START EXTRACTED DATA

PR #80, opened 2021-07-16
wp-editor should not be enqueued in the new widget editor

### LINKED ISSUE #78: wp-editor should not be enqueued in the new widget editor
### Description
In WP 5.8-RC3, we're seeing this notice: https://www.screencast.com/t/pZst8jRoE87

This is due to this change in core: https://github.com/WordPress/wordpress-develop/pull/1484

I'm not 100% sure if this dependency is needed in the editor, but we need to remove the `wp-editor` dependency (https://github.com/tomusborne/generateblocks/blob/1.3.4/includes/general.php#L26) when inside the block widget editor.

### Steps to reproduce
Open the block widget editor in 5.8 when GB is activated.

#### References: 
https://github.com/WordPress/wordpress-develop/pull/1484
https://core.trac.wordpress.org/ticket/53569

JeanPaiva:
Closes #78

### DIFF
--- a/includes/general.php
+++ b/includes/general.php
@@ -20,10 +20,18 @@ add_action( 'enqueue_block_editor_assets', 'generateblocks_do_block_editor_asset
  * @since 0.1
  */
 function generateblocks_do_block_editor_assets() {
+	global $pagenow;
+
+	$generateblocks_deps = array( 'wp-blocks', 'wp-i18n', 'wp-editor', 'wp-element', 'wp-compose', 'wp-data' );
+
+	if ( 'widgets.php' === $pagenow ) {
+		unset( $generateblocks_deps[2] );
+	}
+
 	wp_enqueue_script(
 		'generateblocks',
 		GENERATEBLOCKS_DIR_URL . 'dist/blocks.js',
-		array( 'wp-blocks', 'wp-i18n', 'wp-element', 'wp-editor', 'wp-compose', 'wp-data' ),
+		$generateblocks_deps,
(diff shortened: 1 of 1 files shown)


includes/general.php
```diff
@@ -20,10 +20,18 @@
  * @since 0.1
  */
 function generateblocks_do_block_editor_assets() {
+	global $pagenow;
+
+	$generateblocks_deps = array( 'wp-blocks', 'wp-i18n', 'wp-editor', 'wp-element', 'wp-compose', 'wp-data' );
+
+	if ( wp_use_widgets_block_editor() && 'widgets.php' === $pagenow ) {
```
tomusborne, line 27: We should use `function_exists()` here to prevent a fatal on WP < 5.8. We may actually be able to get away without it at all as `enqueue_block_editor_assets` should only fire on pages with the block editor, so the `$pagenow` check may be enough.

includes/general.php
```diff
@@ -20,10 +20,18 @@
...
+		unset( $generateblocks_deps[2] );
```
tomusborne, line 28: Need to remember to keep the order here if we ever add/remove items. In a bigger release we should review whether we even need these dependencies as we `import` them in the JS files.

includes/general.php
JeanPaiva: Removed the function check.

includes/general.php
JeanPaiva: Yes, but we are going to possibly remove all these dependencies since in 1.4.0 we import them via NPM.

tomusborne (approved):

PR #1988, opened 2024-05-19
fix(highlight): fix eol highlight not displaying

xiyaowong:
Close #1987

### DIFF
--- a/src/test/unit/highlights/highlight_grid.test.ts
+++ b/src/test/unit/highlights/highlight_grid.test.ts
@@ -650,6 +650,26 @@ describe("processHighlightCellsEvent", () => {
                 },
             ],
         },
+        {
+            testName: "calculateEditorColFromVimScreenCol eolCol >= 0",
+            events: [
+                {
+                    row: 2,
+                    vimCol: 3,
+                    validCells: [{ hlId: 2, text: "!" }],
+                    lineText: "\t你",
+                    tabSize: 2,
+                },
+            ],
+            expectedRanges: [
+                {
+                    textType: "virtual" as const,
+                    highlights: [{ hlId: 2, text: "!", virtText: "!" }],
+                    line: 12,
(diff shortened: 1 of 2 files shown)


src/utils/text.ts
```diff
@@ -33,7 +37,18 @@ export function calculateEditorColFromVimScreenCol(line: string, screenCol: numb
         }
 
         if (currentCharIdx >= line.length) {
```
xiyaowong, line 39:
```suggestion
        if (currentCharIdx >= wcswidth(line)) {
```
@ollien Here we cannot use width; what we need is character index

xiyaowong, line 39: @ollien Here we cannot use width; what we need is character index

ollien: Nice catch. I had a test failure on one of the double-wide unit tests but must have fixed it otherwise

src/test/unit/highlights/highlight_grid.test.ts
```diff
@@ -630,6 +630,26 @@ describe("processHighlightCellsEvent", () => {
                 },
             ],
         },
```
ollien, line 632: Thanks for carrying this over. If you would be so kind, would you mind adding a case for where the `Math.max` will trigger return 0, when calculating `eolCol`?

ollien (approved):

src/utils/text.ts
```diff
@@ -17,10 +17,14 @@ export function expandTabs(line: string, tabWidth: number): string {
     return expanded;
 }
 
+/**
+ * Note: This function is for use by the highlight module only.
+ */
 export function calculateEditorColFromVimScreenCol(line: string, screenCol: number, tabSize: number): number {
```
justinmk, line 23: off topic: this could be named `getColFromNvimCol` without any loss of clarity, while reducing verbosity.

PR #1985, opened 2024-05-19
fix: Support inccommand, including "split"

xiyaowong:
fix: wildmenu sometimes not showing

https://github.com/vscode-neovim/vscode-neovim/assets/47070852/46b01ac0-09d7-4866-8c9b-a0a0b40be009

PR #1989, opened 2024-05-20
fix: wildmenu items are being set repeatedly

xiyaowong:
A mistake made in #1985


ollien (approved):
Heh, nice! 

Just because I'm curious, what was the "loop" here? I was trying to narrow it down and the best I could find was that commenting this check out seemed to stop the problem, but I couldn't figure out why.

```ts
        if (this.isDisplayed && this.completionItems.length) {
            this.input.items = this.completionItems;
        }
```

xiyaowong:
When in cmdline, nvim will continuously send cmdline_show event.

PR #1997, opened 2024-05-21
refactor(lua): rename the module vscode-neovim to vscode

xiyaowong:
I welcome all feedback! If there's a unanimous agreement that it's unnecessary, I'll close this PR and cease discussing this topic.


README.md
```diff
@@ -318,9 +318,15 @@ For more information:
...
 
 ```lua
-local vscode = require('vscode-neovim')
+local vscode = require('vscode')
 ```
 
+<!-- prettier-ignore-start -->
+> [!TIP]
+> "vscode" is an alias for "vscode-neovim" module.
+> So don't be confused if "vscode-neovim" is used in the below examples.
```
theol0403, line 327: Just change the examples. We can change all wording/internals to use `vscode` and have `vscode-neovim` as an undocumented backwards-compatibility.

justinmk (approved):
This is 100% a good idea. 

vscode-neovim is a very awkward name and should be de-emphasized as much as possible. And there is no risk of conflict with some other "vscode" lua module (we can show an error if we detect such a thing, perhaps)

README.md
```diff
@@ -309,9 +309,15 @@ For more information:
...
```
justinmk, line 318:
```suggestion
> "vscode" is an alias for "vscode-neovim" (deprecated) module.
> So don't be confused if "vscode-neovim" is used in old discussions or other resources.
```

justinmk (approved):
🚀  Names matter. Less is more. 🚀

README.md
xiyaowong: Oh, I forgot to remove this section

xiyaowong:
Obviously more concise and intuitive!

theol0403 (approved):

PR #2002, opened 2024-05-23
refactor: extends the Custom Disposable

xiyaowong:


justinmk:
what problem is this solving?

it can be named `Disposable`, there is little risk of conflict. We aren't going to use both at the same time. And imports can be "namespaced" via `import * as foo`

xiyaowong:
Reduce some boilerplate code

justinmk:
there are currently 64 usages of `Disposable` in the project. some of those would be replaced by this new class. And the new class could be namespaced if necessary, e.g. `util.Disposable`. What is the problem?

xiyaowong:
I just thought there could be some improvements here. Now I'm not feeling much improvement.

PR #2005, opened 2024-05-25
chore: package.json: add description to check vscode

erlangparasu:


theol0403:
I think it should just be `vim.g.vscode`, the nil check does the opposite.

package.json
```diff
@@ -73,19 +73,19 @@
                     "type": "string",
                     "default": "",
                     "title": "Custom init.vim path on Windows",
-                    "markdownDescription": "Path to alternative `init.vim` file on Windows, equivalent to Nvim startup option `-u`. If `useWSL` is enabled, the value of the `neovimInitVimPaths.linux` setting will be used to find the init.vim file instead. You can also use `exists('g:vscode')` in your `init.vim` to check if Nvim is running in vscode."
+                    "markdownDescription": "Path to alternative `init.vim` file on Windows, equivalent to Nvim startup option `-u`. If `useWSL` is enabled, the value of the `neovimInitVimPaths.linux` setting will be used to find the init.vim file instead. You can also use `exists('g:vscode')` in your `init.vim`, or `vim.g.vscode == nil` in your `init.lua` to check if Nvim is running in vscode."
```
justinmk, line 76:
```suggestion
                    "markdownDescription": "Path to alternative `init.vim` file on Windows, equivalent to Nvim startup option `-u`. If `useWSL` is enabled, the value of the `neovimInitVimPaths.linux` setting will be used to find the init.vim file instead. You can also use `exists('g:vscode')` in your `init.vim` (or `vim.g.vscode` in `init.lua`) to check if Nvim is running in vscode."
```

same for the others

erlangparasu: Thanks!

justinmk (approved):

ollien (approved):

PR #2011, opened 2024-05-27
refactor: set enforced options in Lua

xiyaowong:


theol0403:
What does this solve? Don't we need to set the forced options *after* the user's init has finished?

xiyaowong:
1. More timely
2. The VimEnter event is executed after loading the vimrc.
3. The purpose of "-S" doesn't belong here originally.
4. I don't see any distinction between this and other modules; there's no need to treat it as a special case within the main_controller.

theol0403:
There is a special distinction. 

The order should be:
- lua modules are loaded (and default options set)
- user config is loaded (which can require("vscode")), which can overwrite default options
- force options are loaded, which **overwrite user options**

xiyaowong:
> Additionally, the autocommand is just for buffer local options, not global options.

👍

xiyaowong:
Currently: default -> force -> user -> force

theol0403 (approved):
Please test to make sure no behavior is changed.

xiyaowong:
Did a simple test, should be ok.
image

Issue #2015, opened 2024-05-27
assets/images


xiyaowong:

xiyaowong:
![multicursor](https://github.com/vscode-neovim/vscode-neovim/assets/47070852/72b3f2b3-6d80-4ace-b6f4-b211baad74d1)
![wildmenu](https://github.com/vscode-neovim/vscode-neovim/assets/47070852/92d03258-0bf0-40cb-89ff-f53754675dcf)

xiyaowong:
![select-next](https://github.com/vscode-neovim/vscode-neovim/assets/47070852/5a93c87e-626a-4a70-a9ef-5084f747c7ef)

xiyaowong:
![refactor](https://github.com/vscode-neovim/vscode-neovim/assets/47070852/1c436b76-5c0b-42a7-8eb4-6f149761dd3c)

xiyaowong:
![image](https://github.com/vscode-neovim/vscode-neovim/assets/47070852/816e9734-bac3-4bbb-ab7f-13bf2e364794)

PR #2016, opened 2024-05-27
chore: update image url in readme

xiyaowong:


README.md
```diff
@@ -275,7 +275,7 @@ To spawn multiple cursors from visual line/block modes type <kbd>ma</kbd>/<kbd>m
 
 See gif in action:
 
-![multicursors](/images/multicursor.gif)
+![multicursor](https://github.com/vscode-neovim/vscode-neovim/assets/47070852/72b3f2b3-6d80-4ace-b6f4-b211baad74d1)
```
justinmk, line 278: Does this point to the image in https://github.com/vscode-neovim/vscode-neovim/issues/2015 ? How did you figure out the right URL? 

Please explain things instead of just merging PRs without explanation.

xiyaowong: I think this is a very common operation on GitHub, there's nothing much to explain. 
msedge_yBDQUWqhUs

justinmk: When I click on the image in that PR, it takes me to `https://private-user-images.githubusercontent.com/47070852/...`, which is a temporary URL that expires. But now I see that *editing* the comment does indeed expose the permanent URL. Hopefully that continues to work.

In any case, it's not obvious where the image comes from, and how to update it.

PR #2017, opened 2024-05-27
refactor: move "vim/" and merge it into "runtime/"

xiyaowong:


runtime/vscode-neovim.vim
```diff
@@ -2,12 +2,41 @@
...
-let &runtimepath = &runtimepath . ',' . s:currDir . '/vim-altercmd'
+let &runtimepath = &runtimepath . ',' . s:currDir
+
+" Load atltercmd
+" {{{
+" altercmd - Alter built-in Ex commands by your own ones
+" Version: 0.0.1
+" Copyright (C) 2009-2015 Kana Natsuno <http://whileimautomaton.net/>
+" License: MIT license
+function! s:altercmd_define(...)
```
justinmk, line 13: interesting, did you inline the only part of AlterCmd that we need? so that allowed us to delete the rest of it? that is something worth mentioning in the PR description & commit message.

runtime/vscode-neovim.vim
```diff
@@ -2,12 +2,41 @@
 let g:vscode = 1
 
 let s:currDir = fnamemodify(resolve(expand('<sfile>:p')), ':h')
-" Adjust rtp path
-let &runtimepath = &runtimepath . ',' . s:currDir . '/vim-altercmd'
+let &runtimepath = &runtimepath . ',' . s:currDir
+
+" Load atltercmd
```
justinmk, line 7: typo

runtime/vscode-neovim.vim
xiyaowong: altercmd has only this piece of code 😂

theol0403 (approved):

xiyaowong:
In case you haven't noticed, just a heads-up: I've changed "runtime/modules" to "runtime/vscode." Any thoughts on this?

justinmk:
> I've changed "runtime/modules" to "runtime/vscode." Any thoughts on this?

I think it makes sense after some thought. Is this the correct logic?:

- runtime/ is where runtime files go (obviously), thus the old top-level vim/ directory was questionable
- runtime/lua/ is for everything that is part of the require('vscode') plugin (available to users)
- runtime/vscode/ is for internal code
    - this name is better than runtime/modules/ IMO. though it might be confusing for contributors wondering why it's not in the require('vscode') module. maybe `runtime/internal/` ?

xiyaowong:
> * runtime/ is where runtime files go (obviously), thus the old top-level vim/ directory was questionable
> * runtime/lua/ is for everything that is part of the require('vscode') plugin (available to users)
> * runtime/vscode/ is for internal code

Yes

>   * this name is better than runtime/modules/ IMO. though it might be confusing for contributors wondering why it's not in the require('vscode') module. maybe `runtime/internal/` ?

- Within the `runtime/lua` directory, there are essential core files required for vscode-neovim. These files mainly interact with various managers or controllers.
- In `runtime/vscode` (previously `runtime/modules`), it's mostly independent feature implementations or patches for specific needs.
- Since the scripts in Vim don't quite resemble a module, I changed to vscode.

xiyaowong:
I vote for "runtime/vscode" because "internal" would bring some new confusion. In fact, the files here are also very good API examples.

Issue #922, opened 2022-05-26
Include neovim in extension


skyqrose:
(This is a feature suggestion, not a bug report or a request for help.)

I have VSCode installed via linux on a flatpak. Because of sandboxing issues, VSCode can't access my computer's installed neovim installation at `/usr/bin/nvim`. This headache, as well as many others (accessing it in WSL, having to install neovim separately, having to manually check that you're at least version 0.5, etc) would be solved if the extension bundled its own working installation of neovim.

Benefits:
- It just works.

Downsides to doing this:
- Bigger download size. My nvim executable is 4.3M, and I don't know how big shared libraries will be.
- Not customizable. If somebody wants to run their own custom-compiled version of neovim, they also have to have a custom version of the extension.
- Delays neovim updates. If neovim has a security vulnerability and releases a new version upstream, then the extension also needs to release a new version.
- Might have problems being cross platform? Is it possible to include different executables for each target OS/architecture? I don't know enough about how extensions are published to answer this.

Alternatives:
- Better documentation about common troubles people have with accessing their neovim installations.

---

## More detail about my specific sandboxing issues

Just so people can find this page in searches and learn from my pain, not because it's important for this feature request.

My versions and stuff:
Linux 5.17.5
PopOS! 22.04
VSCodium version 1.67.2 (A non-telemetry flatpak repackaging of VSCode)
VSCode Neovim v0.0.85

When I set `"vscode-neovim.neovimExecutablePaths.linux": "/usr/bin/nvim"` and vscode can't find the executable, I get popups saying:
```
MainController: Neovim exited with code: -2
MainController: Neovim was disconnected
MainController: Neovim spawn error: spawn /usr/bin/nvim ENOENT
Source: VSCode Neovim (Extension)
```

I set my [flatpak permissions](https://docs.flatpak.org/en/latest/sandbox-permissions.html#filesystem-access) to `--filesystem=host-os` (easiest via flatseal, though this step might not be necessary), and set `"vscode-neovim.neovimExecutablePaths.linux": "/run/host/usr/bin/nvim"`. But `nvim` still failed to start:
```
MainController: Neovim exited with code: 127
MainController: Neovim was disconnected
```

When I run nvim from a command line within VSCode, it gives
`/run/host/usr/bin/nvim: error while loading shared libraries: liblua5.1-luv.so.0: cannot open shared object file: No such file or directory` (and then exits with code 127)

---

## Related issues
[...]

PR #2018, opened 2024-05-27
feat: Select neovim executable

xiyaowong:
I think this is mainly beneficial for developers. Sometimes when debugging certain issues, switching to neovim isn't convenient. The main "impact" of this PR is the addition of a Statusbar, but it's just four letters, most users should be able to accept it.

Code_-_Insiders_F8vgWNiO17

### DIFF
--- a/package.json
+++ b/package.json
@@ -429,6 +429,10 @@
                 "title": "Neovim: Execute lua code"
             },
             {
+                "command": "vscode-neovim.selectNeovim",
+                "title": "Neovim: Select Neovim Executable"
+            },
+            {
                 "command": "vscode-neovim.send",
                 "title": "Neovim: Send key to neovim, syncing if in insert mode"
             },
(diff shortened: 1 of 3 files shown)


theol0403:
I wouldn't use this. Can we just download the appimage/exe for the version we want and provide it in the neovim path config? Doesn't seem too bad.

justinmk:
if this is really needed, an alternative would be to allow the `vscode-neovim.neovimExecutablePaths` to be a list of strings. Then in the vscode settings UI, the paths (I think?) can be dragged to change the order. And vscode has a way to navigate directly to a setting.

That would avoid most of the code here.

>  Can we just download the appimage/exe for the version we want and provide it in the neovim path config?

That seems like a separate issue. Was discussed in https://github.com/vscode-neovim/vscode-neovim/issues/922 , but I think it's a trap.

xiyaowong:
Yes, currently this feature is for my needs. Typically, users only download a global nvim.

Issue #1993, opened 2024-05-20
feature: integrate `vim.diagnostics` with `vscode.Diagnostics`


theol0403:
`:h diagnostic-api` has a bunch of methods to interact with buffer diagnostics. VScode also provides a [Diagnostics](https://code.visualstudio.com/api/references/vscode-api#languages) API.

The main value for this is to hook `vim.diagnostic.goto_next(severity)` and `vim.diagnostic.goto_prev(severity)`, which many people bind to `]e` and `[e`, `]d`, `[d`, etc.

Should be relatively doable.

xiyaowong:
I did think about it, too. However, I am worried that it will bring more confusion to users than benefits.

ollien:
I might give this a crack. I often find myself trying to use the minimal to find diagnostics, so I would actually use this

theol0403:
Don't we want to support as many bindings out of the box as possible? Maybe we do not need the full integration, but hooking the navigation commands will be beneficial.

xiyaowong:
How about creating a temporary nvim plugin for developing this feature? It would facilitate testing and contributions. Besides vim.diagnostics, there might be other functionalities as well. Once it’s refined, we can consider integrating it into vscode-neovim.

theol0403:
Sounds good to me. There's some functionality from multi-cursor that I want to move to core as well, we should maybe create a "staging" extension to test experimental integrations.

ollien:
How does an extension look, to you, if we have to integrate with VSCode functionality? I haven't investigated the multi-cursor extension too much, so maybe there's an "obvious" answer. Is it just "use a lot of eval"? haha

theol0403:
> I might give this a crack. I often find myself trying to use the minimap to find diagnostics, so I would actually use this 

Perhaps we can use this as a proof of concept of one of the first features that would traditionally require support code on the extension side but we implement purely through Lua.

theol0403:
Yeah traditionally we'd create a custom request and provide support on the vscode side. But we can try using only eval.

ollien:
I'd prefer to avoid eval, as I think the semantics of that might be a bit weird (especially if we're using typescript, we'd have to compile down something minified to shove through, or put it all in lua. Neither is super elegant).

I need to look more closely at the request mechanism between the lua and TS side, but maybe we can have extensions do a single eval to "register" what requests they want somehow.

theol0403:
[...]

PR #2020, opened 2024-05-27
feat: (prototype) add support for vim diagnostics

ollien:
Relates to #1993

This is a prototype I threw together while my flight was delayed... I wouldn't review it _too_ closely, but if you have any broad thoughts about approach, I'd love to hear them!

The virtual text for overlays is ... not great. I suspect there's some bug in how we draw these, but investigating that hasn't been my highest priority.

image

### DIFF
--- a/runtime/lua/vscode/diagnostics.lua
+++ b/runtime/lua/vscode/diagnostics.lua
@@ -1,0 +1,35 @@
+local api = vim.api
+local NS = api.nvim_create_namespace("vscode.highlight")
+
+local M = {}
+
+function dump(o)
+  if type(o) == "table" then
+    local s = "{ "
+    for k, v in pairs(o) do
+      if type(k) ~= "number" then
+        k = '"' .. k .. '"'
+      end
+      s = s .. "[" .. k .. "] = " .. dump(v) .. ","
+    end
+    return s .. "} "
+  else
+    return tostring(o)
+  end
+end
+
+function M.set_diagnostics(bufnr, diagnostics)
+  local vim_diagnostics = {}
+  for _i, diagnostic in pairs(diagnostics) do
+    table.insert(vim_diagnostics, {
+      col = 0,
+      lnum = diagnostic.line,
+      severity = diagnostic.severity,
+      message = diagnostic.message,
+    })
+  end
+
+  vim.diagnostic.set(NS, bufnr, vim_diagnostics)
+end
+
+return M
--- a/runtime/lua/vscode/internal.lua
+++ b/runtime/lua/vscode/internal.lua
@@ -1,6 +1,7 @@
 local api, fn = vim.api, vim.fn
 
 local util = require("vscode.util")
+local diagnostics = require("vscode.diagnostics")
 
 local M = {}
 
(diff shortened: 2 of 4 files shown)


ollien:
Also, this is not really related to the PR, but I think I'm doing something wrong. `lua vim.diagnostic.goto_prev({severity=vim.diagnostic.severity.ERROR, float=false})` works, but `nnoremap ]e lua vim.diagnostic.goto_prev({severity=vim.diagnostic.severity.ERROR, float=false})` then pressing `]e` prints "Already at oldest change"...? Not sure why that is, doesn't quite make sense to me

justinmk:
Not in favor. This is non-trivial code that will grow, and need to be debugged, and currently the [justification](https://github.com/vscode-neovim/vscode-neovim/issues/1993) is that vscode doesn't have a mapping that navigates by severity...?

ollien:
I don't think it's _that_ complex, but I do understand your hesitation. There's already more loose ends popping up as I work...

xiyaowong:
> The virtual text for overlays is ... not great. I suspect there's some bug in how we draw these, but investigating that hasn't been my highest priority.

We absolutely only need to implement the navigation feature.

ollien:
> > The virtual text for overlays is ... not great. I suspect there's some bug in how we draw these, but investigating that hasn't been my highest priority.
> 
> We absolutely only need to implement the navigation feature.

Agreed. I don't want these overlays here necessarily, it's just that it may be informing of us of another bug with virtual text.

xiyaowong:
I have a use case. I set up the following mappings to navigate errors, but it jumps across all files with errors, and the order seems uncertain too.

```vim
nnoremap <silent> [g <Cmd>call VSCodeNotify('editor.action.marker.prevInFiles')<CR>
nnoremap <silent> ]g <Cmd>call VSCodeNotify('editor.action.marker.nextInFiles')<CR>
```
To reiterate, what we need is navigation functionality, not actual management of diagnostics.

Once again, what we need is the navigation function, not the real management Diagnostics

justinmk:
> I have a use case. I set up the following mappings to navigate errors,

Mappings were also the use-case for https://github.com/vscode-neovim/vscode-neovim/pull/2045 . The question is whether it is worth the risk of adding a lot of code, for a few mappings. 

A future version of vscode may gain the behavior you want, but then it's unlikely that we will know when we can untangle all of this extra code.

xiyaowong:
> A future version of vscode may gain the behavior you want, but then it's unlikely that we will know when we can untangle all of this extra code.

I didn't look carefully before; these commands have been available for a long time.
`editor.action.marker.next` `editor.action.marker.prev`

ollien:
> > A future version of vscode may gain the behavior you want, but then it's unlikely that we will know when we can untangle all of this extra code.
> 
> I didn't look carefully before; these commands have been available for a long time. `editor.action.marker.next` `editor.action.marker.prev`

We've discussed this previously (though I admit I can't find the conversation). Unfortunately this doesn't let you navigate by severity

xiyaowong:
I don't have this need. However, I have no objections to this PR. It's just a habitual update of outdated content.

END EXTRACTED DATA

**EXERCISE DIRECTIONS**. Among the entries, how many lines hold the string "after"? Answer with a bare number.

**RESULT FOR THIS TASK**. 3